The default value is "false" for API calls.
+ Parse the "spelling"
The array index named "spelling" contains 3 indexes ::
spelling:
type: "including"
using: "4chan"
correction: '"4cha"'
The "type" may be any of these 3 values. When rendering the
autocorrect text inside your application, it should look like
what follows right after the parameter value ::
no_correction <Empty>
including Including results for %using%. Did you mean
%correction%?
not_many Not many results for %using%. Did you mean
%correction%?
As of right now, the "spelling" is only available on
"/api/v1/web".
+ Parse the "answer"
The array index named "answer" may contain a list of multiple
answers. The array index "description" contains a linear list of
nodes that can help you construct rich formatted data inside of
your application.

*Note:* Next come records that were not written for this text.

PR #2546, opened 2022-01-18
Enable parent chart's (binderhub etc) to use imagePullSecrets helper

consideRatio:
I saw https://github.com/jupyterhub/binderhub/pull/1444 and figured reusing the helper template in this helm chart was the way to do it, because then binderhub could make use of the functionality defined in this Helm chart to both create and reference a k8s Secret with image registry credentials for the various pods.

I think https://github.com/jupyterhub/binderhub/pull/1444 can be merged as it is, but think of this as the long term solution rather than a short term fix. BinderHub would need to make a version bump of the jupyterhub helm chart to include a release with this PR merged.

### Review notes

Note that most lines changed are indentation changes, focus your attention on 98df189c5c46e6f99b4ef10aed3c59d67b547f38 instead of the other commit.

### Related

- About using this Helm chart to create a k8s Secret with image pulling credentials: https://zero-to-jupyterhub.readthedocs.io/en/latest/resources/reference.html#imagepullsecret
- About using this Helm chart's named template ("jupyterhub.imagePullSecrets") to render a combination of what is specified under `<something>.image.pullSecrets` and what is declared in this Helm chart's `.Values.imagePullSecret` and `.Values.imagePullSecrets` fields: https://zero-to-jupyterhub.readthedocs.io/en/latest/resources/reference.html#imagepullsecrets

### DIFF
--- a/jupyterhub/templates/_helpers.tpl
+++ b/jupyterhub/templates/_helpers.tpl
@@ -180,9 +180,30 @@ component: {{ include "jupyterhub.componentLabel" . }}
     Augments passed .pullSecrets with $.Values.imagePullSecrets
 */}}
 {{- define "jupyterhub.imagePullSecrets" -}}
+    {{- /*
+        We have implemented a trick to allow a parent chart depending on this
+        chart to call this named templates.
+
+        Caveats and notes:
+
+            1. While parent charts can reference these, grandparent charts can't.
+            2. Parent charts must not use an alias for this chart.
+            3. There is no failsafe workaround to above due to
+                https://github.com/helm/helm/issues/9214.
+            4. .Chart is of its own type (*chart.Metadata) and needs to be casted
+                using "toYaml | fromYaml" in order to be able to use normal helm
+                template functions on it.
+    */}}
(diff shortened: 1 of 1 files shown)


manics (approved):
I haven't tested this but it looks OK!

If it's ready to go why don't we bump the BinderHub dependency to a dev Z2JH version instead of merging https://github.com/jupyterhub/binderhub/pull/1444 ?

consideRatio:
@manics I've now manually tested this to not cause any change of behaviour in z2jh, and to function to be used from binderhub! I'll go for a merge!

While binderhub could update to this helm chart, there are breaking changes not documented. I wish that binderhub don't bump before there is a proper changelog to reference with regards to what needs to be considered bumping to this dev version that currently is using JupyterHub 2 etc.

Practically:
- I suggest binderhub waits bumping z2jh until a beta release is out at least
- I think it's fine to either merge the PR in question or wait for this functionality to be used
- When z2jh is bumped in binderhub, this helper to set the imagePullSecrets of all the binderhub's pod should be implemented, as well as the imagePullPolicy for all pods while we are at it.

PR #4521, opened 2021-07-26
bed_screws: Finish bed_screws_adjust after 4 (corrected: n screws) consecutive accepts

chrenderle:
It always bothered me that on my Ender 3 Pro with 4 bed screws I had to accept 7 times if I adjusted the first screw and after that screw every screw was fine. So I rewrote the code that it would finish the bed_screws_adjust command when you accepted all screws without a adjust in between no matter which screw you accepted first.

In the commit title I wrote 4 consecutive accepts but I meant as many as the printer has screws but just thought of my Ender 3.

I tested the code (except for the fine tuning) on my Ender 3 where it worked fine. 

This is my first contribution to a open-source project ever so please let me know if I did anything wrong.

### DIFF
--- a/klippy/extras/bed_screws.py
+++ b/klippy/extras/bed_screws.py
@@ -17,7 +17,8 @@ class BedScrews:
         self.printer = config.get_printer()
         self.state = None
         self.current_screw = 0
-        self.adjust_again = False
+        self.accepted_screws = 0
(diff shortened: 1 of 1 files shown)


KevinOConnor:
Thanks.

-Kevin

The structure is similar to the one below:
answer:
0:
title: "Higurashi"
description:
0:
type: "text"
value: "Higurashi is a great show!"
1:
type: "quote"
value: "Source: my ass"
Each "description" node contains an array index named "type".
Here is a list of them:
text
+ title
italic
+ quote
+ code
inline_code
link
+ image
+ audio
Each individual node prepended with a "+" should be prepended by
a newline when constructing the rendered description object.
There are some nodes that differ from the type-value format.

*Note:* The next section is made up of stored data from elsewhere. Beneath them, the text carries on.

PR #4522, opened 2021-07-26
bed_mesh_calibrate: Added PROFILE name option

randellhodges:
Added an optional parameter to allow bed_mesh_calibrate directly into the named profile instead of `default`. If not provided, it will default to the current behavior of `default`.

A use case would be when a person creates a mesh for a different temperature or maybe a different build surface, they can specify the name then. Otherwise they have to remember to run bed_mesh_profile save=name when they are done and potentially overwrite their `default` mesh if they already have one.

### DIFF
--- a/docs/Bed_Mesh.md
+++ b/docs/Bed_Mesh.md
@@ -345,13 +345,17 @@ are identified in green.
 
 ### Calibration
 
-`BED_MESH_CALIBRATE METHOD=[manual | automatic] [<probe_parameter>=<value>]
+`BED_MESH_CALIBRATE PROFILE=name METHOD=[manual | automatic] [<probe_parameter>=<value>]
  [<mesh_parameter>=<value>]`\
+_Default Profile:  default_\
 _Default Method:  automatic if a probe is detected, otherwise manual_
 
-Initiates the probing procedure for Bed Mesh Calibration.  If `METHOD=manual`
-is selected then manual probing will occur.  When switching between automatic
-and manual probing the generated mesh points will automatically be adjusted.
+Initiates the probing procedure for Bed Mesh Calibration.
+
+The mesh will be saved into a profile specified by the `PROFILE` parameter,
+or `default` if unspecified. If `METHOD=manual` is selected then manual probing
+will occur.  When switching between automatic and manual probing the generated
+mesh points will automatically be adjusted.
 
 It is possible to specify mesh parameters to modify the probed area.  The
 following parameters are available:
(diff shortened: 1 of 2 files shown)


Arksine:
Looks like a good addition, however I wonder if we could do something like this:
```diff
--- a/klippy/extras/bed_mesh.py
+++ b/klippy/extras/bed_mesh.py
@@ -571,9 +571,12 @@ class BedMeshCalibrate:
         return adj_pts
     cmd_BED_MESH_CALIBRATE_help = "Perform Mesh Bed Leveling"
     def cmd_BED_MESH_CALIBRATE(self, gcmd):
+        profile_name = gcmd.get('PROFILE', "default")
         self.bedmesh.set_mesh(None)
         self.update_config(gcmd)
         self.probe_helper.start_probe(gcmd)
+        gcmd.respond_info("Mesh Bed Leveling Complete")
+        self.bedmesh.save_profile(profile_name)
     def probe_finalize(self, offsets, positions):
         x_offset, y_offset, z_offset = offsets
         positions = [[round(p[0], 2), round(p[1], 2), p[2]]
@@ -690,8 +693,6 @@ class BedMeshCalibrate:
         except BedMeshError as e:
             raise self.gcode.error(str(e))
         self.bedmesh.set_mesh(z_mesh)
-        self.gcode.respond_info("Mesh Bed Leveling Complete")
-        self.bedmesh.save_profile("default")
     def _dump_points(self, probed_pts, corrected_pts, offsets):
         # logs generated points with offset applied, points received
         # from the finalize callback, and the list of corrected points
```

Minor modification, however it eliminates the need for the profile name to be a class attribute.

randellhodges:
I didn't see your edit until after I updated the code per your original suggestion. The comment about using the class attribute, does that mean the use of a local variable won't work?

If so, maybe since probe_helper.start_probe is passed the gcmd object it could pass it back to the finalize method so it could be accessed there?

`def probe_finalize(self, offsets, positions, gcmd):`

Or is that too large of a change for something this simple and the use of the class attribute is the better choice?

Arksine:
Sorry, that was my mistake.  The issue is that during manual calibration the call to `start_probe` won't block until calibration is complete, so we would save the profile prematurely.  I simply thought that we could get away with doing everything in the gcode handler without thinking through all scenarios. 

Using the class attribute, as you did in the original implementation, is likely the best option in this scenario.  Changing `probe_finalize` to include the gcode command would require modification to several modules.

randellhodges:
No problem. I'll change it back, and include the suggestion about initing it as well. It'll be a little bit before I get to it.

randellhodges:
Changes made

KevinOConnor:
Thanks.  @Arksine are the changes okay with you?

-Kevin

Arksine:
Looks good to me.

KevinOConnor:
Thanks.

-Kevin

Please parse them accordingly ::
+ link
type: "link"
url: "https://lolcat.ca"
value: "Visit my website!"
+ image
type: "image"
url: "https://lolcat.ca/static/pixels.png"
+ audio
type: "audio"
url: "https://lolcat.ca/static/whatever.mp3"

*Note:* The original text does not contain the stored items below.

PR #4525, opened 2021-07-26
neopixel: increase BIT_MAX_TIME to increase compatibility on AVR

ayufan:
It appears that LED strips are more permissive about bit time.
This makes use of that to actually make it possible to support
LED strips on AVR. Without that, the bit time is too short
due to hardware irq (on timer) being fired and return early
from neopixel update.

In my case. I connected LED strip to PJ3 (the J19 on Einsy Rambo 1.1a of Prusa MK3S+ https://github.com/ultimachine/Einsy-Rambo/blob/1.1a/board/Project%20Outputs/Schematic%20Prints_Einsy%20Rambo_1.1a.PDF).

### DIFF
--- a/klippy/extras/neopixel.py
+++ b/klippy/extras/neopixel.py
@@ -7,7 +7,7 @@ import logging
 
 BACKGROUND_PRIORITY_CLOCK = 0x7fffffff00000000
 
-BIT_MAX_TIME=.000004
+BIT_MAX_TIME=.000030
 RESET_MIN_TIME=.000050
 
 MAX_MCU_SIZE = 500  # Sanity check on LED chain length


KevinOConnor:
Alas, the neopixel hardware is "all over the place".  There were reports that some older ws2811 chips would reset after just a few microseconds.  I added the BIT_MAX_TIME and RESET_MIN_TIME settings to make this more flexible.  However, I think we'd need some wider testing before changing this.  (If we make the code change here and users have older neopixel chains, then they'll lose the current retransmit capability.)

FWIW, when I tested the neopixel led on my adafruit feather board (the only neopixel I own), I found it tolerated up to ~38us.

-Kevin

ayufan:
@KevinOConnor This is very valid point.

Actually, it is all over the place, but we can likely categorise that by variants. Others doing neopixel are actually allow you to choose variant, each with different timings.


One design that we could go with is to add a `variant =` to `[neopixel ...]` with a different timings.
Default being `800kbps`. So, far esphome.io did work for me for all my different strips.

Ref.:
- https://esphome.io/components/light/neopixelbus.html
- https://github.com/Makuna/NeoPixelBus/blob/master/src/internal/NeoEsp8266UartMethod.h#L280

KevinOConnor:
Yes, it may make sense to have some kind of "variant" option.  However, it would be preferable to see if we can get some feedback from neopixel users first.  It may be the case that the old neopixels are too rare to worry about.  In general, I prefer not to add config options for esoteric settings - in particular config options that normal users wont know how to set.

-Kevin

ayufan:
@KevinOConnor I will get back to it in 2 wks time. Currently, I'm traveling.

4rianton:
I have a 256 LED Neopixel panel that I am using and it works but only with changing the BIT MAX to 0.000040. Otherwise, the LEDs are too unreliable. Hoping that this makes it into the main branch.

cpasoft:
So do I... I have a 60 LED Neopixel panel and I must to set BIT_MAX to 0.000030. Now always have the "dirty" signal under update manager or invalid under klipperscreen... Is there any workaround to this other than make this into the main branch??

The array index named "table" is an associative array. You can
loop over the data using this PHP code, for example ::
foreach($table as $website_name => $url){ // ...
The rest of the JSON is pretty self explanatory.
+ /api/v1/images
All images are contained within "image". The structure looks like
below ::
image:
0:
title: "My awesome Higurashi image"
source:
0:
url: "https://lolcat.ca/static/profile_pix.png"
width: 400
height: 400
1:
url: "https://lolcat.ca/static/pixels.png"
width: 640
height: 640
2:
url: "https://tse1.mm.bing.net/th?id=OIP.VBM3BQg
euf0-xScO1bl1UgHaGG"
width: 194
height: 160
The last image of the "source" array is always the thumbnail, and is
a good fallback to use when other sources fail to load. There can be
more than 1 source; this is especially true when using the Yandex
scraper, but beware of captcha rate limits.
+ /api/v1/videos
The "time" parameter for videos may be set to "_LIVE". For live
streams, the amount of people currently watching is passed in
"views".
+ /api/v1/news
Just make a request to "/api/v1/news?s=elon+musk". The payload
has nothing special about it and is very self explanatory, just like
the endpoint above.
+ /api/v1/music
Each entry under "song" contains a array index called "stream" that
looks like this ::
endpoint: sc
url: https://api-v2.soundcloud <...>
When the endpoint is something else than "linear", you MUST use
the specified endpoint. Otherwise, you are free to handle that
json+m3u8 crap yourself. If the endpoint is equal to "linear", the
URL should return a valid HTTP audio stream. To access the endpoint,
you must add the following prefix in your request, like so:
https://4get.ca/audio/<endpoint>?s=<url>
+ /favicon
Get the favicon for a website. The only parameter is "s", and must
include the protocol for fetching in case the favicon is not cached
yet.
Example ::
/favicon?s=https://lolcat.ca
If we had to revert to using Google's favicon cache, it will throw
an error in the X-Error header field. If Google's favicon cache
also failed to return an image, or if you're too retarded to specify
a valid domain name, a default placeholder image will be returned
alongside the "404" HTTP error code.
+ /proxy
Get a proxied image. Useful if you don't want to leak your user's IP
address. The parameters are "i" for the image link and "s" for the
size.
Acceptable "s" parameters:
portrait 90x160
landscape 160x90
square 90x90
thumb 236x180
cover 207x270
original <Original resolution>
You can also ommit the "s" parameter if you wish to view the
original image. When an error occurs, an "X-Error" header field
is set.
+ /audio/linear
Get a proxied audio file. Does not support "Range" headers, as it's
only used to proxy small files (hence why it's called linear DUH)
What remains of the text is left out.